经过三年的培训,十名智残学生终于获得了就业机会——我也上班了
第9版(经济周刊)专栏:
经过三年的培训,十名智残学生终于获得了就业机会——
我也上班了
本报记者 白天亮
到8月9日,刘治在北京“京京肉食厂”工作满一个月,所在辅助车间的主任夸他“干活很熟练”。
得到这句肯定不容易,因为21岁的刘治是一个智残青年。
坐在加工香肠肠衣的机器前,刘治比照着标尺,认认真真地把一整根肠衣截成约32厘米的单根。他做得很起劲,不一会儿,截好的肠衣就堆满了操作台。
记者问他:“觉得难不难?”
“不难,比这复杂的我也能干。”
“上班好不好?”
“好。我在这儿上班,把我妈高兴坏了。”
孩子能够就业,对于刘治的母亲来讲,绝对是意外之喜。
刘治在培智学校读过9年书。他会写自己的名字,会做“1+1=2”,可他不会买东西,找不到自己的家,缺少许多基本生活技能。18岁,母亲把他送到北京智光特殊教育培训学校,这是一所侧重技能培训的学校。在这里,他学了不少新本领,比如怎么花钱,怎么坐车、缝衣服、织毛线。但他的智商仍然低于正常水平。过去,许多智残的孩子从学校里出来,就只有回到家中由家人照顾。刘治是不是也只有这个选择呢?
母亲急,老师也急。王丽娟,智光学校的校长,从学生入学时起就在发愁他们的就业问题。如今就业形势严峻,会有用人单位肯接收她这批智残的学生吗?王丽娟四处奔走,终于在京京肉食厂为学生们谋得一份工作。7月9日,刘治穿上雪白的工作服,幸运地成为京京肉食厂一名正式职工。
与他同样幸运的,还有他的9名同学:李晓蕾、郄逸民、张明……
上班1个月,他们很快就要领到工资了。每到工作间隙,他们都会聊起这件事,掩不住兴奋之情。
“我能有440元的工资,我想给我妈买点好吃的。”张迪小声告诉记者。
“我要给我爸买瓶二锅头。我花20块钱买酒,回头我爸肯定会送我200块。”刘军的话把同学们都逗乐了。
“我姥姥从前最疼我。我要买一束花,送到姥姥的墓地上。”第一个月的工资怎么用,刘治早就想好了。

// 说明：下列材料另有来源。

Issue #606, opened 2018-04-10
When a comment is made, add it to the search index


pdpinch:

pdpinch:
we'll need to think through the questions in #605 first

pdpinch:
@gsidebo you're working on this right? Please assign it to yourself and move to in progress.

gsidebo:
Setting this to 'blocked' for the time being as we look into https://github.com/mitodl/open-discussions/issues/720. We will likely close this issue in favor of that one

PR #667, opened 2018-05-03
Added Elasticsearch document and added indexing handlers for posts

### LINKED ISSUE #605: When a post is made, add it to the search index
This will require some planning around:
- [ ] permissions (results only include channels learner has access to)
- [ ] rendering (in particular dealing with upvotes and similar post metadata)
- [ ] sorting
- [ ] how to use comments text to assist in searching for posts
- [ ] tags

gsidebo:
Closes #605

#### What's this PR do?
- Adds the elasticsearch document mapping, as well as a function that clears and creates the index in ES
- Wraps various channel API methods to make changes to the index when there are changes made to the information that we index for posts (and only posts)

- Enable the `INDEX_UPDATES` feature (i.e.: add `FEATURE_INDEX_UPDATES=true` to your `.env`)
- Run `search.indexing_api.clear_and_create_index` in a Django shell
- Create posts and alter posts in different ways (changing text, adding comments, upvoting/downvoting)
- Query the index and confirm that those changes are reflected in the indexed document (or that the document was created if it's a new post)

An easy curl command to inspect the documents in the index:
```bash
curl -XGET -s 'http://localhost:9101/discussions_local/_search?pretty=true&filter_path=hits.hits._id,hits.hits._source&sort=created:desc'
```

Probably `channels/api.py`

- This PR does not add a search UI or add any querying capability. That can and should be done in a separate issue.
- This PR does not index changes to comments. That can also be done in a separate PR.
- `search/connection.py` was copied from Micromasters. If we want to make any changes to that connection logic we can, but worth pointing out that it's copied

### DIFF
--- a/channels/api.py
+++ b/channels/api.py
@@ -1,8 +1,10 @@
 """Channels APIs"""
 # pylint: disable=too-many-public-methods, too-many-lines
+import logging
 from datetime import datetime, timedelta
 from urllib.parse import urljoin
 
+from functools import partial
 import pytz
 import requests
 from django.conf import settings
@@ -35,6 +37,9 @@ from channels.constants import (
     VALID_CHANNEL_TYPES,
     VALID_POST_SORT_TYPES,
     VALID_COMMENT_SORT_TYPES,
+    POST_TYPE,
+    COMMENT_TYPE,
+    VoteActions,
 )
 from channels.models import (
     RedditAccessToken,
@@ -44,6 +49,15 @@ from channels.models import (
 
 from open_discussions import features
 from open_discussions.utils import now_in_utc
+from search.task_helpers import (
+    reddit_object_indexer,
+    index_full_post,
+    update_post_text,
+    update_post_removal_status,
+    increment_post_comment_count,
+    decrement_post_comment_count,
+    update_indexed_score,
+)
 
 USER_AGENT = 'MIT-Open: {version}'
 ACCESS_TOKEN_HEADER_NAME = 'X-Access-Token'
@@ -66,6 +80,8 @@ User = get_user_model()
 
 # monkey patch praw's rate limiter to not limit us
 prawcore.rate_limit.RateLimiter.delay = lambda *args: None
+
+log = logging.getLogger()
 
 
 def _get_refresh_token(username):
@@ -273,6 +289,58 @@ def replace_load_comment(original_load_comment):
     return replacement_load_comment
 
 
+def _apply_vote(instance, validated_data, allow_downvote=False, instance_type=None):
+    """
+    Apply a vote provided by the user to a comment or post, if it's different than before.
+
+    Args:
+        instance (Comment or Post): A comment or post
+        validated_data (dict): validated data which contains the new vote from the user
+        allow_downvote (bool): If false, ignore downvotes
+        instance_type (str): A string indicating the reddit object type (comment, post/submission)
+    Returns:
+        bool:
+            True if a change was made, False otherwise
+    """
+    upvote = validated_data.get('upvoted')
+    if allow_downvote:
+        downvote = validated_data.get('downvoted')
+    else:
+        downvote = None
+
+    is_upvoted = instance.likes is True
+    is_downvoted = instance.likes is False
+
+    # Determine vote action to take based on the request and any already-applied votes
+    if upvote and not is_upvoted:
+        vote_action = VoteActions.UPVOTE
+    elif downvote and not is_downvoted:
+        vote_action = VoteActions.DOWNVOTE
+    elif upvote is False and is_upvoted:
+        vote_action = VoteActions.CLEAR_UPVOTE
+    elif downvote is False and is_downvoted:
+        vote_action = VoteActions.CLEAR_DOWNVOTE
+    else:
+        return False
+
+    if vote_action == VoteActions.UPVOTE:
+        instance.upvote()
+    elif vote_action == VoteActions.UPVOTE:
+        instance.downvote()
+    elif vote_action in (VoteActions.CLEAR_UPVOTE, VoteActions.CLEAR_DOWNVOTE):
+        instance.clear_vote()
+
+    try:
+        update_indexed_score(instance, instance_type, vote_action)
+    except Exception:  # pylint: disable=broad-except
+        log.exception('Error occurred while trying to index [%s] object score', instance_type)
+    return True
+
+
+apply_post_vote = partial(_apply_vote, allow_downvote=False, instance_type=POST_TYPE)
+apply_comment_vote = partial(_apply_vote, allow_downvote=True, instance_type=COMMENT_TYPE)
+
+
 class Api:
     """Channel API"""
     def __init__(self, user):
@@ -371,6 +439,7 @@ class Api:
         self.get_channel(name).mod.update(**values)
         return self.get_channel(name)
 
+    @reddit_object_indexer(indexing_func=index_full_post)
     def create_post(self, channel_name, title, text=None, url=None):
         """
         Create a new post in a channel
@@ -469,6 +538,7 @@ class Api:
         """
         return self.reddit.submission(id=post_id)
 
+    @reddit_object_indexer(indexing_func=update_post_text)
     def update_post(self, post_id, text):
         """
         Updates the post
@@ -501,6 +571,7 @@ class Api:
         post = self.get_post(post_id)
         post.mod.sticky(pinned)
 
+    @reddit_object_indexer(indexing_func=update_post_removal_status)
     def remove_post(self, post_id):
         """
         Removes the post, opposite of approve_post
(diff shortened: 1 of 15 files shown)


channels/api.py
```diff
@@ -273,6 +284,46 @@ def replacement_load_comment(*args, **kwargs):
     return replacement_load_comment
 
 
+def _apply_vote(
+        instance, validated_data, allow_downvote=False, instance_type=None
+):  # pylint: disable=unused-argument
```
rhysyngsun: Don't need the lint disable

search/indexing_api.py
```diff
@@ -0,0 +1,95 @@
...
+                        'filter': [
+                            'lowercase',
+                            'asciifolding',  # remove accents if we use folding analyzer
+                        ]
+                    }
+                }
+            }
+        },
+        'mappings': {
+            **({} if skip_mapping else mapping),
```
rhysyngsun: Would suggest either simplifying this to not use `**` or otherwise use `copy.deepcopy` if a seperate copy is what we need here.

search/task_helpers.py
```diff
@@ -0,0 +1,70 @@
...
+    partially_update_document,
+)
+
+
+def reddit_object_indexer(indexing_func=None):
+    def api_indexing_listener_inner(func):
+        @wraps(func)
+        def wrapped_api_func(*args, **kwargs):
+            reddit_obj = func(*args, **kwargs)
+            indexing_func(reddit_obj)
```
rhysyngsun: We may want to `try...except` + `log.exception` this on any errors so an indexing error doesn't result in a 500 error back to the end user.

gsidebo:
@rhysyngsun Noted. I wonder if it's possible/not-too-hacky to trigger a full object reindexing based on the actual object in the data store if some indexing-related celery tasks fail.

noisecapella:
Should we have a backing index like we do for micromasters so we can do a reindex while the other old index is still in use?

gsidebo:
@noisecapella We definitely should, yes. Do you think that should be part of this issue?

noisecapella:
I can take care of it with my issue since mine concerns the tree traversal

pdpinch:
@gsidebo Does this close #606 as well (adding comments to the search index)?

gsidebo:
@pdpinch I left comments out of this to keep the diff a bit more manageable. That issue will be pretty quick (a day or less most likely) once this is merged

gsidebo:
@rhysyngsun @noisecapella Ready for review again

channels/constants.py
```diff
@@ -27,3 +29,14 @@
     COMMENTS_SORT_NEW,
     COMMENTS_SORT_OLD,
 )
+
+POST_TYPE = 'post'
+COMMENT_TYPE = 'comment'
+
+VoteActions = namedtuple('VoteActions', ['UPVOTE', 'DOWNVOTE', 'CLEAR_UPVOTE', 'CLEAR_DOWNVOTE'])
```
rhysyngsun: Any reason not to use an enum for this since they're become nicer to work with in recent Python 3.x and we don't appear to care about the values and they don't cross celery broundaries or anything like that? This would probably be a little simpler:

```python
from enum import Enum, auto
class VoteActions(Enum):
    UPVOTE = auto()
    DOWNVOTE = auto()
    CLEAR_UPVOTE = auto()
    CLEAR_DOWNVOTE = auto()
```

channels/serializers.py
```diff
@@ -269,7 +238,7 @@ def create(self, validated_data):
 
         api.add_post_subscription(post.id)
 
-        changed = _apply_vote(post, validated_data, False)
+        changed = apply_post_vote(post, validated_data)
```
rhysyngsun: I think there's a possible race condition here under multiple workers where the index update for the upvote here gets processed _before_ the full post task index is processed on the `create_post` call above. I would expect since you're doing a partial ES update that call has potential to fail where the document to update doesn't exist. If it's not practical to address that right now, we may want to catch those errors so we don't get a bunch of noise in production.

I have some thoughts on how to handle that race condition, but I'm not sure if that's something we want to chew off right now.

fixtures/common.py
```diff
@@ -38,3 +46,45 @@ def warnings_as_errors():
...
+@pytest.fixture(scope='session', autouse=True)
+def session_indexing_decorator():
+    """
+    Fixture that mocks the reddit object indexer for the test suite by default.
+
+    Decorators require some extra work to patch since they are already applied to functions
+    when a module is loaded. To get around this, we patch the decorator function then
+    reload the relevant modules via importlib.
+    """
+    mock_func = Mock()
```
rhysyngsun: Suggest using `mocker` fixture and call `mocker.Mock()` and `mocker.patch()` instead since those handle `start()`/`stop() shenanigans automatically for you.

search/tasks.py
```diff
@@ -0,0 +1,21 @@
...
+from open_discussions.celery import app
+
+
+@app.task
+def create_document(doc_id, data):
+    """Task that makes a request to create an ES document"""
+    api.create_document(doc_id, data)
+
+
+@app.task
```
rhysyngsun: To address my earlier concern about race conditions between this task and the `create_document` one, I think we should have this task backoff and retry (up to some limit) if a partial update fails because the document doesn't exist yet. That's probably the simplest / most elegant solution.

Same for `increment_document_integer_field` below.

search/task_helpers.py
```diff
@@ -0,0 +1,139 @@
...
+    try:
+        if instance_type != POST_TYPE:
+            return
+        return increment_document_integer_field.delay(
+            gen_post_id(instance.id),
+            field_name='score',
+            incr_amount=vote_increment
+        )
+    except Exception:  # pylint: disable=broad-except
+        log.exception('Error occurred while trying to index [%s] object score', instance_type)
```
rhysyngsun: I think because this task is delayed, the only error's we'd see here are going to be celery queuing errors, correct?

search/task_helpers.py
```diff
@@ -0,0 +1,139 @@
...
+        field_name='num_comments',
+        incr_amount=incr_amount
+    )
+
+
+increment_post_comment_count = partial(_update_post_comment_count, incr_amount=1)
+decrement_post_comment_count = partial(_update_post_comment_count, incr_amount=-1)
+
+
+def update_indexed_score(instance, instance_type, vote_action=None):
```
rhysyngsun: `vote_action` always seems required to me, so I'm not certain it should have a default value

search/task_helpers.py
```diff
@@ -0,0 +1,139 @@
...
+        instance: A PRAW Comment or Submission (a.k.a. post) object
+        instance_type (str): A string indicating the type of object being passed in
+        vote_action (str): A string indicating what kind of vote action was taken
+    """
+    if vote_action == VOTE_ACTIONS.UPVOTE or vote_action == VOTE_ACTIONS.CLEAR_DOWNVOTE:
+        vote_increment = 1
+    elif vote_action == VOTE_ACTIONS.DOWNVOTE or vote_action == VOTE_ACTIONS.CLEAR_UPVOTE:
+        vote_increment = -1
+    else:
+        return
```
rhysyngsun: Should this raise an exception instead of quietly returning? Passing in an unsupported value here should be programmer error and we'd want to catch that.

channels/constants.py
gsidebo: I completely forgot about Enum! Will do

fixtures/common.py
gsidebo: I believe `mocker` is function-scoped, and therefore not usable in this session-scoped fixture. I'll confirm or deny that

rhysyngsun: Ah I think you're right. That being so, carry on.

channels/serializers.py
gsidebo: Yup, that would be possible. I can create an issue to look into this

search/tasks.py
gsidebo: Yeah, any partial update request should be safely retry-able. Celery task retry setting seems like a sensible safeguard against the possibility of partial update tasks running before the document is created

gsidebo:
@rhysyngsun Should be ready to review again

search/tasks.py
```diff
@@ -0,0 +1,37 @@
...
+def create_document(doc_id, data):
+    """Task that makes a request to create an ES document"""
+    api.create_document(doc_id, data)
+
+
+@app.task(**PARTIAL_UPDATE_TASK_SETTINGS)
+def update_document_with_partial(doc_id, partial_data):
```
rhysyngsun: I think we need to feature flag these partial ones so that we don't get a bunch of errors prior to backpopulating.

gsidebo:
@rhysyngsun Feature flag added & comments addressed

gsidebo:
@noisecapella Fixed. Great catch 👍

看到他们一言一语聊得这么开心,陈广源,京京肉食厂的副厂长,也由衷地高兴。“我们厂是个福利企业,有接收一定比例残疾人的义务。王校长来推荐她的学生时,我们已经完成了国家规定的任务,可以招聘正常的员工,毕竟福利企业也参与市场竞争,也要考虑成本这些问题,而过去招的残疾人大多就是扫扫地。可到学校一看,这些孩子们经过训练,能踩缝纫机、能编结,完全可以做生产性的工作,就决定用他们,给这些孩子一个机会,也算是给社会减轻一点负担吧。”
工作一个月,京京肉食厂的领导们对这批新员工的评价是:乖、勤快、好用。肉食厂已经与智光学校签了协议,以后每年接收10—20个智残青年就业。
就业是残疾人改善自身生活状况、参与社会的基础,也是实现人生价值的关键。有一种说法是:“没有残疾的人,只有残疾的社会。”就是说,社会没有给提供消除残疾障碍的环境,才显示出残疾来。我国有残疾人6000万,其中处于就业年龄段、有一定就业能力的2400万。他们的就业难题,需要社会的扶助。
残疾人就业通常有两种渠道。一是按比例就业。国家规定用人单位必须为残疾人预留一定的岗位,并制定了1.5%—2%的比例。如果用人单位不愿接收残疾人,则要交钱作为残疾人就业保障基金,少安排一个就交一个人的钱,一般以当地平均工资为标准。但目前大多数单位怕麻烦,即使有技能水平较高的残疾人求职者,也选择交保障金。
另一个渠道是兴办福利企业,根据福利企业接收残疾人的比例,给予税收优惠。但在激烈的市场竞争中,福利企业经营日益困难,不少企业停产关门,效益不错的也要计算自己的成本与收益,只要接收残疾人就业的比例够了当初规定的标准,就一个也不愿多招了。
这些问题困扰着许许多多残疾人,也困扰着他们的家人和学校,包括王丽娟老师。
刘治这批学生就业了,后几批学生看样子也能到肉食厂来工作。但这有一个前提,就是肉食厂的经营状况允许其这样做。倘若肉食厂经济效益下滑,企业为生存下去必须减员,肉食厂怎么可能继续接收她的残疾学生,已经就业的这些学生,还能保住他们的工作吗?他们又到哪里去呢?